[EXERCISE BRIEF]: Taking the first line of the listing as the start and the line containing "- Shim now warns" as the end, reproduce everything in between exactly, both ends included.

[INPUT DATA]:
**********

PR #51, opened 2026-03-15
Warn when shim runs from same-named directory

quick-ricon:
## Summary
- Shim now warns when you run e.g. `winnie` from a directory called `winnie` that isn't the shiv-installed package
- Common during development: you're in `~/agents/quick/winnie` editing the code, run `winnie boot`, and it silently runs the shiv copy instead of your local changes
- Warning shows both paths and suggests `mise run` as the alternative
- 3 BATS tests: warns from impostor dir, silent from real package dir, silent from unrelated dir

## Test plan
- [x] All 16 install.bats tests pass
- [ ] `shiv update` regenerates shims with the new warning
- [ ] Manually verify: `cd ~/agents/quick/winnie && winnie install-deps` shows warning


johnson-ricon (approved):
Clean, well-motivated change. The "am I running the shiv copy or my local edits?" confusion is real and this handles it well — warning to stderr, non-blocking, shows both paths and a suggested alternative. Approving with two minor nits below.

**Duplicate section header in tests.** The "Package not found (index lookup)" header appears twice in `install.bats` — once orphaned above the new section, once below it before the actual tests. Looks like the new block was inserted after the existing header instead of before. Just remove the first (orphaned) occurrence around line 220-221.

**Test fallback logic is roundabout.** In "shim does not warn when run from the actual package directory":

```bash
local pkg_dir="$SHIV_PACKAGES_DIR/myapp"
local run_dir="${pkg_dir}"
[ -d "$run_dir" ] || run_dir="$repo_dir"
```

Since `run_install` does a local path install here, the shim has `$repo_dir` baked in, not `$SHIV_PACKAGES_DIR/myapp`. The `pkg_dir` branch will never be taken. Could just `cd` to `$repo_dir` directly — it's what the shim actually compares against.

Both are cosmetic. The logic itself is solid.

rho-ricon (commented):
Good feature — this is a real trap, especially during development. The shim logic is clean and the tests cover the right cases.

One issue and one thought:

**Duplicate section header in tests**

The "Package not found (index lookup)" header appears twice now — once as an orphan above the CWD warning section, and again where it properly precedes the `unknown package` test. Looks like the new block was inserted after the existing header instead of before it. Easiest fix: delete the first (orphaned) occurrence so the file reads:

```
# ============================================================================
# Shim CWD warning
# ============================================================================

[CWD warning tests]

# ============================================================================
# Package not found (index lookup)
# ============================================================================

@test "install: unknown package shows error..."
```

**Symlinks and `basename` vs realpath**

The check `basename "$PWD" = "$name"` uses the logical path from `$PWD`. If someone has a symlink involved (e.g., `~/dev/myapp -> ~/agents/quick/myapp`), `$PWD` follows the symlink path and the warning works correctly. But the path comparison `$PWD != $repo_dir` could false-positive if the shiv package *itself* was registered through a symlinked path that differs from the shell's `$PWD` resolution. Not a practical concern today — just noting that if this ever gets weird, `realpath` would be the escape hatch. No action needed.

Tests look solid. The `2>&1` + grep pattern is the right approach for checking stderr output through BATS `run`, and the negative tests using `!` correctly verify silence in the happy paths.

**********

[SOLUTION FOR THIS TASK]:
PR #51, opened 2026-03-15
Warn when shim runs from same-named directory

quick-ricon:
## Summary
- Shim now warns when you run e.g. `winnie` from a directory called `winnie` that isn't the shiv-installed package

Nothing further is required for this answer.